Wouldn't really make much difference after the first one or two.


----------



## Lynn Cheffins (Jul 11, 2006)

I was wearing a helmet.....


----------



## Howard Knauf (May 10, 2008)

Lynn Cheffins said:


> Howard the thing was I was riding with my hubby and had been ragging on him that we had to stop at stop signs and old Mr. Competitive just had to beat the Ol' Lady and had blown thru the stop sign like his arse was on fire! I was trying to be all honest and stop


I'll add that one to the list right next to "I have to pee!" LOL

I was just funnin ya.


----------



## David Frost (Mar 29, 2006)

Howard Knauf said:


> I'll add that one to the list right next to "I have to pee!" LOL
> 
> I was just funnin ya.


My favorite, and an actual excuse; Officer I know I should have stopped. I was texting my son and just didn't see the sign. 

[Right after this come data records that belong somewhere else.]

PR #1450, opened 2016-05-20
docs(style-guide): add testing harness

Foxandxss:
Testing harness for the style guide (no actual tests just yet).

The philosophy in here was to have each style to "output" an `app.component.ts` file that will be used to "route" to that style.

Here, each route renders one style.

The style pages are simply "printing out" what the style code does. So there are a lot of pages that only prints `...` because that is what the style's component has as a template.

I had to modify some style codes to at least print "something", but those changes won't appear on the style guide. Also added some extra code to make the examples work (some `moduleId`, fix some template / style urls...)

So as TL;DR, made lot of changes, but they don't have impact on the guide itself (except if I fixed typos). Each style page prints "something" and that is enough. On the test we test that we have that "something" on the screen. We don't need more, that will assert that our example codes compile successfully and are able to run and print something.

/cc @wardbell @johnpapa

### DIFF
--- a/public/docs/_examples/style-guide/ts/.gitignore
+++ b/public/docs/_examples/style-guide/ts/.gitignore
@@ -1,1 +1,2 @@
 *.js
+!systemjs.custom.js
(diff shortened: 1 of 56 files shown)


wardbell:
Is it ready to merge?

Foxandxss:
Yes. All examples (except routing, waiting for a new new router) show something on the screen that makes them testable.

Next step is test them / fix some problems with barrels to make the guide more accurate.

PR #1452, opened 2016-05-20
docs(style-guide): fix example on 02-04

### LINKED ISSUE #1254: StyleGuide - 02-04
Here we recommend to suffix services with `Service` when it is not clear what they are. Then we put `logger` as an example of what **not** to suffix but then we suffix it on the demo below.

Foxandxss:
It wasn't clear before.

Fixes #1254


johnpapa:
LGTM

PR #1461, opened 2016-05-21
docs: add recommended node and npm versions

Foxandxss:
Other versions (4.x and 6.x) are problematic as today so we will recommend those versions for the time being.


wardbell:
Merged by 81ebdfb

PR #1465, opened 2016-05-21
docs(template-syntax): review and update Dart to new doc design

### LINKED ISSUE #1460: guide/template-syntax: port to doc design scheme using Jade extends/blocks
Use Jade `extends` with `block`s rather than copying prose.

For the record, here are the differences in the HTML: [diff-ts-dart-html.txt](https://github.com/angular/angular.io/files/275856/diff-ts-dart-html.txt)

chalin:
Fixes #1460.

- Dart
  - update prose to new doc design.
  - enable e2e tests. Note: **tests pass**.
- TS: copyedits and changes to support Dart doc.

### DIFF
--- a/public/docs/_examples/template-syntax/dart/lib/app_component.html
+++ b/public/docs/_examples/template-syntax/dart/lib/app_component.html
@@ -31,11 +31,11 @@
 </div>
 <br>
 <a href="#star-prefix">* prefix and &lt;template&gt;</a><br>
-<a href="#local-vars">Template local variables</a><br>
+<a href="#ref-vars">Template reference variables</a><br>
 <a href="#inputs-and-outputs">Inputs and outputs</a><br>
 <a href="#pipes">Pipes</a><br>
 <a href="#safe-navigation-operator">Safe navigation operator <i>?.</i></a><br>
-<!--<a href="#enums">Enums</a><br>-->
+<a href="#enums">Enums</a><br>
 
 <!-- Interpolation and expressions -->
 <hr><h2 id="interpolation">Interpolation</h2>
@@ -105,9 +105,9 @@
 <!-- #docregion event-binding-syntax-1 -->
 <button (click) = "onSave()">Save</button>
 <hero-detail (deleteRequest)="deleteHero()"></hero-detail>
-<div (myClick)="clickity=$event">click me</div>
+<div (myClick)="clicked=$event">click me</div>
 <!-- #enddocregion event-binding-syntax-1 -->
-{{clickity}}
+{{clicked}}
 <br><br>
 
 <div>
@@ -184,15 +184,14 @@ button</button>
 <!-- #enddocregion property-binding-5 -->
 
 <!-- #docregion property-binding-6 -->
-  <!-- BAD! HeroDetailComponent.hero expects a Hero object,
-  not the string "currentHero".
-
-  <hero-detail hero="currentHero"></hero-detail> -->
+<!-- ERROR: HeroDetailComponent.hero expects a
+     Hero object, not the string "currentHero" -->
 <!-- #enddocregion property-binding-6 -->
-
-<!--  In checked mode, uncommenting the hero-detail above causes this:
-    EXCEPTION: type 'String' is not a subtype of type 'Hero' of 'value'. -->
-
+<div *ngIf="false">
+<!-- #docregion property-binding-6 -->
+  <hero-detail hero="currentHero"></hero-detail>
+<!-- #enddocregion property-binding-6 -->
+</div>
 <!-- #docregion property-binding-7 -->
 <hero-detail prefix="You are my" [hero]="currentHero"></hero-detail>
 <!-- #enddocregion property-binding-7 -->
@@ -202,7 +201,7 @@ Interpolated: <img src="{{heroImageUrl}}"><br>
 Property bound: <img [src]="heroImageUrl">
 
 <div>The interpolated title is {{title}}</div>
-<div [textContent]="'The [textContent] title is '+title"></div>
+<div [innerHTML]="'The [innerHTML] title is '+title"></div>
 <!-- #enddocregion property-binding-vs-interpolation -->
 
 <a class="to-toc" href="#toc">top</a>
@@ -258,9 +257,7 @@ Property bound: <img [src]="heroImageUrl">
 <!-- #docregion class-binding-2 -->
 <!-- reset/override all class names with a binding  -->
 <div class="bad curly special"
-     [class]="badCurly">Bad curly</div>
-<p><b>Note:</b> "Bad curly" should be smaller but isn't, due to
-  <a href="http://github.com/angular/angular/issues/6901">issue #6901</a>.</p>
+     [className]="badCurly">Bad curly</div>
 <!-- #enddocregion class-binding-2 -->
 
 <!-- #docregion class-binding-3 -->
@@ -374,15 +371,15 @@ bindon-ngModel
 <br>
 <!-- #docregion NgModel-3 -->
 <input
-    [ngModel]="currentHero.firstName"
-    (ngModelChange)="currentHero.firstName=$event">
+  [ngModel]="currentHero.firstName"
+  (ngModelChange)="currentHero.firstName=$event">
 <!-- #enddocregion NgModel-3 -->
 (ngModelChange) = "...firstName=$event"
 <br>
 <!-- #docregion NgModel-4 -->
 <input
-    [ngModel]="currentHero.firstName"
-    (ngModelChange)="setUpperCaseFirstName($event)">
+  [ngModel]="currentHero.firstName"
+  (ngModelChange)="setUpperCaseFirstName($event)">
 <!-- #enddocregion NgModel-4 -->
 (ngModelChange) = "setUpperCaseFirstName($event)"
 <br>
@@ -443,7 +440,7 @@ bindon-ngModel
 <!-- #enddocregion NgIf-1 -->
 
 <!-- #docregion NgIf-2 -->
-<!-- not displayed because nullHero is false.
+<!-- because of the ngIf guard
     `nullHero.firstName` never has a chance to fail -->
 <div *ngIf="nullHero != null">Hello, {{nullHero.firstName}}</div>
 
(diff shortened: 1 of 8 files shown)


chalin:
@Foxandxss, @wardbell, @kwalrath, @thso : this is ready for review. As usual, it might be easiest to [review while ignoring differences in whitespace](https://github.com/angular/angular.io/pull/1465/files?w=1).

public/docs/_examples/template-syntax/dart/lib/app_component.html
```diff
@@ -487,33 +484,33 @@
...
+      <!-- #docregion NgSwitch -->
+      <span *ngSwitchWhen="'Eenie'">Eenie</span>
+      <span *ngSwitchWhen="'Meanie'">Meanie</span>
+      <span *ngSwitchWhen="'Miney'">Miney</span>
+      <span *ngSwitchWhen="'Moe'">Moe</span>
+      <span *ngSwitchDefault>other</span>
+      <!-- #enddocregion NgSwitch -->
+
+      <!-- with <template> -->
+      <template [ngSwitchWhen]="'Eenie'"><span>Eenie</span></template>
```
thso: Why this change?

thso:
LGTM for Dart code.

public/docs/_examples/template-syntax/dart/lib/app_component.html
chalin: The objective was to show the result of desugaring the `*ngSwitchWhen` **without** any _optimizations_. The chapter material is complex enough, so I preferred that the **reader not be forced to recall** that if the template expression is a string constant then:
  `<foo [x]="'s'">`
is equivalent to 
  `<foo x="s">`
Besides, this is what matches the TS example. Let me know if you agree with this reasoning.

Foxandxss:
The TS part is good for me.

chalin:
@kwalrath : any updates on a review of the Dart-side prose?

kwalrath:
Taking a look now...

public/docs/ts/latest/guide/template-syntax.jade
```diff
@@ -1,8 +1,13 @@
...
+  - var _JavaScript = 'JavaScript';
+  //- Double underscore means don't escape var, use !{__var}.
+  - var __chaining_op = '<code>;</code> or <code>,</code>';
+  - var __new_op = '<code>new</code>';
+  - var __objectAsMap = 'object';
 
-// #docregion intro
 :marked
-  Our Angular application manages what the user sees and does through the interaction of a Component class instance (the *component*) and its user-facing template.
+  Our Angular application manages what the user sees and it achieves this through the interaction of a Component class instance (the *component*) and its user-facing template.
```
kwalrath: It's good to change the original sentence, since it was imprecise, but the new version is rather run-on. How about:

Our Angular application manages what the user sees and can do, achieving this through the...

public/docs/ts/latest/guide/template-syntax.jade
```diff
@@ -107,39 +98,40 @@ include ../_util-fns
...
-// #enddocregion template-expressions-1
 
-// #docregion template-expressions-2
 :marked
-  We write template expressions in a language that looks like JavaScript.
-  Many JavaScript expressions are legal template expressions, but not all.
-  JavaScript expressions that have or promote side effects are prohibited,
+  We write template expressions in a language that looks like #{_JavaScript}.
+  Many #{_JavaScript} expressions are legal template expressions, but not all.
+  #{_JavaScript} expressions that have or promote side effects are prohibited,
```
kwalrath: Add a blank line above this, so people are less likely to miss the context for the list.

(It originally had this blank line, but sometime before your changes the blank line disappeared.)

public/docs/ts/latest/guide/template-syntax.jade
```diff
@@ -194,16 +184,15 @@ include ../_util-fns
 
   In Angular terms, an idempotent expression always returns *exactly the same thing* until
   one of its dependent values changes.
-// #enddocregion template-expressions-guidelines
-// #docregion template-expressions-guidelines-2
 :marked
   Dependent values should not change during a single turn of the event loop.
   If an idempotent expression returns a string or a number, it returns the same string or number
-  when called twice in a row. If the expression returns an object (including a `Date` or `Array`),
+  when called twice in a row. If the expression returns an object (including #{_a} `#{_Array}`),
```
kwalrath: Why leave out `Date`?

If there's a good reason to leave it out, change `_a` to `_an`.

public/docs/ts/latest/guide/template-syntax.jade
chalin: done

public/docs/ts/latest/guide/template-syntax.jade
```diff
@@ -738,22 +679,20 @@ code-example(format="", language="html").
...
 .l-sub-section
   :marked
     While this is a fine way to set a single style,
     we generally prefer the [NgStyle directive](#ngStyle) when setting several inline styles at the same time.
-// #enddocregion other-bindings-style-3
 
-// #docregion event-binding-1
+.l-sub-section
+  :marked
+    Note that the _style property_ name can be written in camcel case, such as `fontSize`.
```
kwalrath: camcel -> camel

Or maybe camel case -> camelCase? (What do we use elsewhere?)

public/docs/ts/latest/guide/template-syntax.jade
chalin: done

public/docs/ts/latest/guide/template-syntax.jade
chalin: Good catch re. the article. Fixed.

Yes, I removed `Date` because the class name is `DateTime` in Dart and didn't want to define a new conditional variable just for that. I think that the point of that phrase remains clear even without Date/DateTime mentions (actually, I'm not even sure that the parenthetical remark is needed _at all_, but it is certainly ok with just mentioning Array/List IMHO).

public/docs/ts/latest/guide/template-syntax.jade
```diff
@@ -107,39 +98,40 @@ include ../_util-fns
...
+  Many #{_JavaScript} expressions are legal template expressions, but not all.
+  #{_JavaScript} expressions that have or promote side effects are prohibited,
   including:
 
-  * assignments (`=`, `+=`, `-=`)
-  * the `new` operator
-  * chaining expressions with `;` or `,`
+  * assignments (`=`, `+=`, `-=`, ...)
+  * !{__new_op}
+  * chaining expressions with !{__chaining_op}
```
kwalrath: I'm not sure this applies to Dart. (Maybe it does. But I think I left it out for a reason...)

public/docs/dart/latest/guide/template-syntax.jade
```diff
@@ -1,407 +1,125 @@
...
-    instead of `"'The title is $title'"`, you must use
-    `"'The title is ' + title"`
-  * no support for the bitwise operators `|` and `&`
-  * new [template expression operators](#expression-operators), such as `|`
-+includeShared('{ts}', 'template-expressions-context')
-+includeShared('{ts}', 'template-expressions-guidelines')
-:marked
-  Dependent values should not change during a single turn of the event loop.
-  If an idempotent expression returns a string or a number, it returns the same string or number
-  when called twice in a row. If the expression returns an object (including a `DateTime`, `Map`, or `List`),
```
kwalrath: Why leave out DateTime & Map?

public/docs/dart/latest/guide/template-syntax.jade
```diff
@@ -1,407 +1,125 @@
...
-  header Dart difference: No truthy values
+    Perhaps more surprising, template expressions can’t refer to static
+    properties, nor to top-level variables or functions, such as `window` or
+    `document` from `dart:html`. They can’t directly call `print` or functions
+    imported from `dart:math`. They are restricted to referencing members of
+    the expression context.
+
+block array-is-list-in-Dart
+  .callout.is-helpful
+    header Dart difference: Arrays are lists
```
kwalrath: Or we could just use "list" everywhere, since that's easy now. We'd still want to call out that difference somewhere (perhaps in this chapter), but maybe we don't need to say "array" anywhere else in the Dart docs.

public/docs/ts/latest/guide/template-syntax.jade
kwalrath: __chaining_op is inconsistent between the TS & Dart versions. TS says the full name with the op in parentheses, while Dart just says the op name.

public/docs/ts/latest/guide/template-syntax.jade
chalin: Both are used elsewhere, about equally, in the docs. I'll use "camelCase". Let me know if you have objections.

public/docs/dart/latest/guide/template-syntax.jade
```diff
@@ -1,407 +1,125 @@
...
-+includeShared('{ts}', 'property-binding-8')
-+makeExample('template-syntax/dart/lib/app_component.html', 'property-binding-5')(format=".")
-+includeShared('{ts}', 'property-binding-9')
-+makeExample('template-syntax/dart/lib/app_component.html', 'property-binding-3')(format=".")
-+includeShared('{ts}', 'property-binding-10')
-+makeExample('template-syntax/dart/lib/app_component.html', 'property-binding-4')(format=".")
-+includeShared('{ts}', 'property-binding-11')
-+makeExample('template-syntax/dart/lib/app_component.html', 'property-binding-6')(format=".")
-.callout.is-helpful
-  header Dart difference: Type exceptions
```
kwalrath: Did you intentionally leave this out?

kwalrath: Oops, sorry, it's in there.

public/docs/dart/latest/guide/template-syntax.jade
chalin: Actually, come to think of it, _everything_ is an object in Dart, so the parenthetical remark is actually potentially confusing for Dartisans.

public/docs/dart/latest/guide/template-syntax.jade
```diff
@@ -1,407 +1,125 @@
-include ../_util-fns
+extends ../../../ts/latest/guide/template-syntax.jade
 
-+includeShared('{ts}', 'intro')
+block includes
+  include ../_util-fns
+  - var _JavaScript = 'Dart';
+  - var __chaining_op = '<code>;</code>';
+  - var __new_op = '<code>new</code> or <code>const</code>';
+  - var mapApiRef = 'https://api.dartlang.org/stable/1.16.0/dart-core/Map-class.html';
```
kwalrath: I guess this is what we need for now, but once https://github.com/dart-lang/api.dartlang.org/issues/62 is fixed let's update this link!

kwalrath:
LGTM, once you fix the minor problems I noted.

public/docs/ts/latest/guide/template-syntax.jade
chalin: Looking into this a bit further ... interestingly, it _is_ possible to chain expressions with side-effects in Dart, using _both_ `;` **and** `,`.

- Using `;` comes from the fact that an expression is a statement -- see [Line 577 in the Dart 1.10 grammar](https://github.com/chalin/dart-spec-and-grammar/blob/master/doc/grammar-AUTOGENERATED-DO-NOT-EDIT.txt#L577).
- Using `,` is possible in the context of `for` loops; see the for-loop production rule on [Line 593](https://github.com/chalin/dart-spec-and-grammar/blob/master/doc/grammar-AUTOGENERATED-DO-NOT-EDIT.txt#L593). The [`expressionList`](https://github.com/chalin/dart-spec-and-grammar/blob/master/doc/grammar-AUTOGENERATED-DO-NOT-EDIT.txt#L199) at the end is a comma-separated list of expressions.

But, comma-separated lists of expressions is not permitted as a statement (in contrast to other C-like languages), so I believe that the prose at line 110 that you refer to above is a good enough short qualification of the situation. Do you agree?

public/docs/dart/latest/guide/template-syntax.jade
chalin: > Or we could just use "list" everywhere

Agreed.

> We'd still want to call out that difference somewhere (perhaps in this chapter)

Agreed. I don't think that it should be nestled in a central chapter of the basic dev. guide. So I'll just cut the callout out and save it for inclusion elsewhere.

public/docs/dart/latest/guide/template-syntax.jade
chalin: Yes, thanks for the reference to https://github.com/dart-lang/api.dartlang.org/issues/62.

chalin:
I believe that I have addressed all of your concerns. (See my replies to specific line comments; in particular about expression chaining.)

public/docs/ts/latest/guide/template-syntax.jade
chalin: Just a follow-up on this. There is actually a glossary entry for "camelCase", so I think that that is the better choice.

chalin:
@kwalrath : I pushed a new separate commit (adding a Dart difference call out), now that @vicb can confirmed the recommended style property naming scheme.

chalin:
@kwalrath : can this be merged, if not what can I do to help make that happen? (I'd like to get the changes to `_util-fns.jade` for work on other chapter).

public/docs/ts/latest/guide/template-syntax.jade
kwalrath: An expression plus a `;` is a statement, to be precise. The reverse isn't true.

I don't think you could legitimately have `,` chaining in any context other than a `for` loop, so I'm excluding it from consideration. :)

But niggling precision aside... I think my comment was referring to the 4th line, which doesn't exist in the online version.

kwalrath: Actually, it _did_ refer to the 3rd line. For some reason, I didn't have "chaining expressions with ;" in the old version of the Dart TS page.

PR #1469, opened 2016-05-22
docs(style-guide): add e2e tests

Foxandxss:
Tests!

I had to change the router to use Hash based routing (so protractor won't complain) but that is not a biggie.

Thanks to the new improved e2e task and this tests, we can be sure that all the style compiles and what they show on the screen is correct.


wardbell:
Why did protracted complain? Because http-server failed?

Foxandxss:
Yes, not a html 5 mode lover

PR #1478, opened 2016-05-23
docs(toh): add instructions to add the goBack method

### LINKED ISSUE #1476: ToH Ch7:HTTP - missing instructions to edit method goBack() in hero-detail.component.ts
At the end of Ch6, the goBack method in _app/hero-detail.component.ts_ looks like:
```
goBack() {
      window.history.back();
}
```

Instructions should be added to modify this method to:
```
goBack(savedHero: Hero = null) {
    this.close.emit(savedHero);
    if (this.navigated) { window.history.back(); }
  }
```

so that it can be used as shown in the save method:
`this.goBack(hero);`

Foxandxss:
The guide was never explaining the new changes to `goBack` and the given explanation was a bit confusing. It talks of a previous usage of "save" and there is none.

Fixes #1476


johnpapa:
LGTM

PR #1480, opened 2016-05-23
docs(style-guide): move IHero to hero.model

Foxandxss:
The avoid example was showing an import like:

```
import { IHero } from './hero.model.avoid';
```

When possible, I prefer the avoid example to not reference .avoid files.


public/docs/_examples/style-guide/ts/03-03/app/shared/hero.model.ts
```diff
@@ -1,7 +1,9 @@
-// #docregion
-// #docregion example
 export class Hero {
   name: string;
   power: string;
 }
-// #enddocregion example
+
```
johnpapa: If we are going to have an interface for the class, I suggest it should be listed above the class and the class should implement it

PR #1485, opened 2016-05-23
docs(style-guide): use input at 05-12 for consistency

Foxandxss:
05-13 does this too so I updated this one for consistency.

We may want to use the output too, but that involves more code.


johnpapa:
LGTM

PR #2885, opened 2016-11-28
docs(devguide): template tags are replaced by comments now

fmalcher:
Since 79399e1c511fb on `angular/angular` the template tag `<template></template>` is no longer replaced by `<script></script>` by default. Instead, a comment string is being inserted.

As someone else pointed out earlier somewhere in this forum; you just can't fix stupid.

DFrost


----------



## Gillian Schuler (Apr 12, 2008)

Thanks for the "translations"!!

I know now that crackers are not just for Christmas!

We've some pretty good expressions in Swiss German - just a pity no one outside this country speaks Swiss German, not even the Germans.


----------